Recovery is a tough road. We are finding out that there are good days and bad days.  Friday was a bad day and so was Monday...but today Dominic felt much better.  We had a pretty low key weekend. No one did much.  The kids spent some time in the pool outside, we watched several videos and took a couple of naps! :)

Dominic has been getting around on his knee walker pretty well. It helps him keep his foot elevated and it has proven to be a fun little scooter for the kids too! :) Karlena especially enjoys getting "rides" around the kitchen/dinning room.

We have lots coming up in our family soon and it can feel a bit overwhelming. I am trying to remember to take each day one at a time though and not stress about all the things that I can't control.  

Here is just a look into next week alone....

It is VBS all week in the evenings from 6-8:30pm.  I am helping this year with registration and am excited about it. The music is fun and Gabriel is super excited so it should be a good experience. Maybe just what my soul needs!!

We have to take Elijah to see a doctor so he can get the "ok" to attend preschool this fall.  He hasn't had a need really to see the physician we see for Karlena and so before they will sign the medical release form we have to bring him in for an appt. (I get it...but I don't like it!)

Isaac has picture day and schedule pick-up for school....can you believe summer is almost over?

Dominic has his 2 week follow-up visit with his surgeon.  Thankfully this appt will be in Marshall so we won't have to take a full day and drive to and from Sioux Falls.  We are hoping everything looks good and he can get back into his boot...he has some really big things in the near future in regards to his business....so there is pressure to be well enough to handle those things. Hopefully I can share more about that later....but I would appreciate prayers about it.

And finally Isaac gets his wisdom teeth removed next Friday.  We scheduled it almost 6 months ago and for many reasons I just can't/shouldn't reschedule. So for a few days we will have 2 Smiths out of commission.

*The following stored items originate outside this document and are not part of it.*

PR #2429, opened 2022-06-08
Exposed the HttpClientHandler certificate validation callback in Http…

### LINKED ISSUE #2417: Expose HttpClientHandler of the underlying request

corranrogue9:
…ClientRequestMessage

### Issues

*This pull request fixes #2417.*

### DIFF
--- a/src/Microsoft.OData.Client/Serialization/HttpClientRequestMessage.cs
+++ b/src/Microsoft.OData.Client/Serialization/HttpClientRequestMessage.cs
@@ -14,8 +14,10 @@ namespace Microsoft.OData.Client
     using System.Net;
     using System.Net.Http;
     using System.Net.Http.Headers;
+#if NETSTANDARD2_0_OR_GREATER
     using System.Net.Security;
     using System.Security.Cryptography.X509Certificates;
+#endif
     using System.Threading.Tasks;
     using Microsoft.OData;
 
--- a/src/Microsoft.OData.Client/Serialization/HttpClientRequestMessage.cs
+++ b/src/Microsoft.OData.Client/Serialization/HttpClientRequestMessage.cs
@@ -14,6 +14,8 @@ namespace Microsoft.OData.Client
     using System.Net;
     using System.Net.Http;
     using System.Net.Http.Headers;
+    using System.Net.Security;
+    using System.Security.Cryptography.X509Certificates;
     using System.Threading.Tasks;
     using Microsoft.OData;
 
@@ -88,6 +90,24 @@ namespace Microsoft.OData.Client
                 this.SetHeader(keyValue.Key, keyValue.Value);
             }
         }
+
+#if NETSTANDARD2_0_OR_GREATER
+        /// <summary>
+        /// Gets the underlying <see cref="HttpClientHandler.ServerCertificateCustomValidationCallback"/> so that callers can customize their certificate valiation
+        /// during OData requests
+        /// </summary>
+        public Func<HttpRequestMessage, X509Certificate2, X509Chain, SslPolicyErrors, bool> ServerCertificateCustomValidationCallback
+        {
+            get
+            {
+                return this._handler.ServerCertificateCustomValidationCallback;
+            }
+            set
+            {
+                this._handler.ServerCertificateCustomValidationCallback = value;
+            }
+        }
+#endif
 
         /// <summary>
         /// Returns the collection of request headers.
--- a/src/Microsoft.OData.Client/Serialization/HttpClientRequestMessage.cs
+++ b/src/Microsoft.OData.Client/Serialization/HttpClientRequestMessage.cs
@@ -95,7 +95,7 @@ namespace Microsoft.OData.Client
 
 #if NETSTANDARD2_0_OR_GREATER
         /// <summary>
-        /// Gets the underlying <see cref="HttpClientHandler.ServerCertificateCustomValidationCallback"/> so that callers can customize their certificate valiation
+        /// Gets or sets the underlying <see cref="HttpClientHandler.ServerCertificateCustomValidationCallback"/> so that callers can customize their certificate valiation
         /// during OData requests
         /// </summary>
         public Func<HttpRequestMessage, X509Certificate2, X509Chain, SslPolicyErrors, bool> ServerCertificateCustomValidationCallback
--- a/test/FunctionalTests/Microsoft.OData.Client.Tests/Serialization/HttpClientRequestMessageTests.cs
+++ b/test/FunctionalTests/Microsoft.OData.Client.Tests/Serialization/HttpClientRequestMessageTests.cs
@@ -27,12 +27,16 @@ namespace Microsoft.OData.Client.Tests.Serialization
             var httpClientRequestMessage = new HttpClientRequestMessage(
                 new DataServiceClientRequestMessageArgs("GET", new Uri("http://localhost"), false, false, new Dictionary<string, string>()));
 
+            // set a predicate that is always true
             httpClientRequestMessage.ServerCertificateCustomValidationCallback = (_, __, ___, ____) => true;
             Assert.True(httpClientRequestMessage.ServerCertificateCustomValidationCallback(null, null, null, SslPolicyErrors.None));
 
+            // set a predicate that is always false
             httpClientRequestMessage.ServerCertificateCustomValidationCallback = (_, __, ___, ____) => false;
             Assert.False(httpClientRequestMessage.ServerCertificateCustomValidationCallback(null, null, null, SslPolicyErrors.None));
 
+    
+            // aggregate an always true predicate with an always false predicate
             httpClientRequestMessage.ServerCertificateCustomValidationCallback = (_, __, ___, ____) => true;
             Assert.True(httpClientRequestMessage.ServerCertificateCustomValidationCallback(null, null, null, SslPolicyErrors.None));
             httpClientRequestMessage.ServerCertificateCustomValidationCallback += (_, __, ___, ____) => false;
--- a/test/FunctionalTests/Microsoft.OData.Client.Tests/Serialization/HttpClientRequestMessageTests.cs
+++ b/test/FunctionalTests/Microsoft.OData.Client.Tests/Serialization/HttpClientRequestMessageTests.cs
@@ -1,6 +1,7 @@
 ﻿using System;
 using System.Collections.Generic;
 using System.Net.Http;
+using System.Net.Security;
 using System.Threading.Tasks;
 using Xunit;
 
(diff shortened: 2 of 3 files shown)


src/Microsoft.OData.Client/Serialization/HttpClientRequestMessage.cs
```diff
@@ -89,6 +91,24 @@ public HttpClientRequestMessage(DataServiceClientRequestMessageArgs args)
             }
         }
 
+#if NETSTANDARD2_0_OR_GREATER
+        /// <summary>
+        /// Gets the underlying <see cref="HttpClientHandler.ServerCertificateCustomValidationCallback"/> so that callers can customize their certificate valiation
```
xuzhg, line 96: Gets / sets...,

src/Microsoft.OData.Client/Serialization/HttpClientRequestMessage.cs
```diff
@@ -89,6 +91,24 @@ public HttpClientRequestMessage(DataServiceClientRequestMessageArgs args)
             }
         }
 
+#if NETSTANDARD2_0_OR_GREATER
+        /// <summary>
+        /// Gets the underlying <see cref="HttpClientHandler.ServerCertificateCustomValidationCallback"/> so that callers can customize their certificate valiation
+        /// during OData requests
+        /// </summary>
+        public Func<HttpRequestMessage, X509Certificate2, X509Chain, SslPolicyErrors, bool> ServerCertificateCustomValidationCallback
```
xuzhg, line 99: Can we wrap those input/required parameters together as a CertificateValidationContext?
Then, it could be more clear to use.
And We can add more into the context later and without breaking anything?

src/Microsoft.OData.Client/Serialization/HttpClientRequestMessage.cs
```diff
@@ -89,6 +91,24 @@ public HttpClientRequestMessage(DataServiceClientRequestMessageArgs args)
...
+        /// </summary>
+        public Func<HttpRequestMessage, X509Certificate2, X509Chain, SslPolicyErrors, bool> ServerCertificateCustomValidationCallback
+        {
+            get
+            {
+                return this._handler.ServerCertificateCustomValidationCallback;
+            }
+            set
+            {
+                this._handler.ServerCertificateCustomValidationCallback = value;
```
xuzhg, line 107: shall we check the input 'null'?

test/FunctionalTests/Microsoft.OData.Client.Tests/Serialization/HttpClientRequestMessageTests.cs
```diff
@@ -18,5 +19,25 @@ public void UnwrapAggregateException()
...
         }
+
+#if NETCOREAPP2_0_OR_GREATER
+        [Fact]
+        public void SetCertificateValidationCallback()
+        {
+            var httpClientRequestMessage = new HttpClientRequestMessage(
+                new DataServiceClientRequestMessageArgs("GET", new Uri("http://localhost"), false, false, new Dictionary<string, string>()));
+
+            httpClientRequestMessage.ServerCertificateCustomValidationCallback = (_, __, ___, ____) => true;
```
xuzhg, line 30: any difference between line 30 - 31 and line 36- 37 ?

src/Microsoft.OData.Client/Serialization/HttpClientRequestMessage.cs
mikepizzo: I assume null is valid to clear the callback. Regardless, by passing it down we can simply reflect any validation that the HttpClientHandler may already be imposing, rather than masking lower level behavior/validation.

src/Microsoft.OData.Client/Serialization/HttpClientRequestMessage.cs
mikepizzo: +1

mikepizzo (dismissed):
:shipit:

src/Microsoft.OData.Client/Serialization/HttpClientRequestMessage.cs
```diff
@@ -14,6 +14,8 @@ namespace Microsoft.OData.Client
     using System.Net;
     using System.Net.Http;
     using System.Net.Http.Headers;
+    using System.Net.Security;
+    using System.Security.Cryptography.X509Certificates;
```
mikepizzo, line 18: should these also be #if NETSTANDARD2_0_OR_GREATER?

src/Microsoft.OData.Client/Serialization/HttpClientRequestMessage.cs
mikepizzo: We are just surfacing the property of the underlying handler; seems like it would be confusing to change how the parameters were specified, and would require them to have a different func than they use for custom certificate validation in other places.

src/Microsoft.OData.Client/Serialization/HttpClientRequestMessage.cs
corranrogue9:
```suggestion
        /// Gets or sets the underlying <see cref="HttpClientHandler.ServerCertificateCustomValidationCallback"/> so that callers can customize their certificate valiation
```

src/Microsoft.OData.Client/Serialization/HttpClientRequestMessage.cs
corranrogue9: Agreed with Mike here. @xuzhg, maybe this can be part of our "long-term 7.x" discussion, but I think here we should maintain the contract set out by `HttpClientHandler`. Is that alright for you?

test/FunctionalTests/Microsoft.OData.Client.Tests/Serialization/HttpClientRequestMessageTests.cs
corranrogue9: Not really, 36-37 were supposed to be part of the larger 36-39 portion. So, 30-31 is "check always true", 33-34 is "check always false", and 36-39 are "check an aggregation of always true and always false". 36 is really just resetting what we did in 33. I've added some comments to clarify.

mikepizzo (approved):
:shipit:

src/Microsoft.OData.Client/Serialization/HttpClientRequestMessage.cs
xuzhg: Emm... alright.

xuzhg (dismissed):

test/FunctionalTests/Microsoft.OData.Client.Tests/Serialization/HttpClientRequestMessageTests.cs
```diff
@@ -18,5 +19,29 @@ public void UnwrapAggregateException()
...
+                new DataServiceClientRequestMessageArgs("GET", new Uri("http://localhost"), false, false, new Dictionary<string, string>()));
+
+            // set a predicate that is always true
+            httpClientRequestMessage.ServerCertificateCustomValidationCallback = (_, __, ___, ____) => true;
+            Assert.True(httpClientRequestMessage.ServerCertificateCustomValidationCallback(null, null, null, SslPolicyErrors.None));
+
+            // set a predicate that is always false
+            httpClientRequestMessage.ServerCertificateCustomValidationCallback = (_, __, ___, ____) => false;
+            Assert.False(httpClientRequestMessage.ServerCertificateCustomValidationCallback(null, null, null, SslPolicyErrors.None));
+
```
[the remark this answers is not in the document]
corranrogue9:
```suggestion

```

test/FunctionalTests/Microsoft.OData.Client.Tests/Serialization/HttpClientRequestMessageTests.cs
```diff
@@ -18,5 +19,28 @@ public void UnwrapAggregateException()
...
+            // set a predicate that is always false
+            httpClientRequestMessage.ServerCertificateCustomValidationCallback = (_, __, ___, ____) => false;
+            Assert.False(httpClientRequestMessage.ServerCertificateCustomValidationCallback(null, null, null, SslPolicyErrors.None));
+    
+            // aggregate an always true predicate with an always false predicate
+            httpClientRequestMessage.ServerCertificateCustomValidationCallback = (_, __, ___, ____) => true;
+            Assert.True(httpClientRequestMessage.ServerCertificateCustomValidationCallback(null, null, null, SslPolicyErrors.None));
+            httpClientRequestMessage.ServerCertificateCustomValidationCallback += (_, __, ___, ____) => false;
+            Assert.False(httpClientRequestMessage.ServerCertificateCustomValidationCallback(null, null, null, SslPolicyErrors.None));
```
habbes, line 42: Could you clarify the intent and rationale behind these two test cases?

test/FunctionalTests/Microsoft.OData.Client.Tests/Serialization/HttpClientRequestMessageTests.cs
```diff
@@ -18,5 +19,28 @@ public void UnwrapAggregateException()
...
+#if NETCOREAPP2_0_OR_GREATER
+        [Fact]
+        public void SetCertificateValidationCallback()
+        {
+            var httpClientRequestMessage = new HttpClientRequestMessage(
+                new DataServiceClientRequestMessageArgs("GET", new Uri("http://localhost"), false, false, new Dictionary<string, string>()));
+
+            // set a predicate that is always true
+            httpClientRequestMessage.ServerCertificateCustomValidationCallback = (_, __, ___, ____) => true;
+            Assert.True(httpClientRequestMessage.ServerCertificateCustomValidationCallback(null, null, null, SslPolicyErrors.None));
```
habbes, line 32: Is there a way to verify that these properties are actually set on the underlying HttpClientHandler?

habbes: Alternatively, to verify that the callback is called when a request is made for which that callback is applicable?

habbes:
@corranrogue9 @mikepizzo if customers switch to using the HttpClient transport mode, I fear they might experience a significant increase in latency per request. This seems to be due to the fact that our current implementation creates a new `HttpClient` and `HttpClientHandler` per request, which is inefficient. The screenshot below shows the difference in latencies when making 10 sequential requests on .NET 6 using OData Client with HttpWebRequest and HttpClient transport modes respectivley:

image

HttpWebRequest mode is slow for the first request (because of setting DataServiceContext and other details internal to the .NET's `HttpWebRequest` implementation) but then averages around 600-700ms for subsequent requests.

HttpClient mode mode is also slow for the first request but only averages around 1800-2000ms for subsequent requests. This is because for each request it has to setup a new HttpClient, probably a new connection, handshake, etc.

If the customer happens to be on .NET Core 3.1 however, they won't notice a latency regression. This is because .NET Core 3.1 implementation of `HttpWebRequest` is based on creating a new `HttpClient` and handler per request, which suffers the same performance issues. This was fixed in .NET 5.0+ by caching and re-using the `HttpClient` after the first request.

The following screenshot shows the results of running the same experiments with the plain `HttpWebRequest` (without OData). You can see that's it's much slower on .NET Core 3.1 compared to .NET 6.0 and .NET Framework. This shows what we stand to gain by re-using HttpClient:

image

I have found myself saying over and over again the past year "If we can just get through this week....." then things will be ok...it will settle down. Except each new week would offer another "challenge".  I am not proud of our busyness....in fact I think it can be harmful for a family if it isn't`kept in check. So I am trying to find a balance between what is our life right now...and the overwhelming feeling that things are getting out of control. Just being present in the moment and finding pieces of joy and gratitude in the little things.

And how about you...how do you handle those days/weeks that seem overwhelming?? I'd love to hear what works best for you!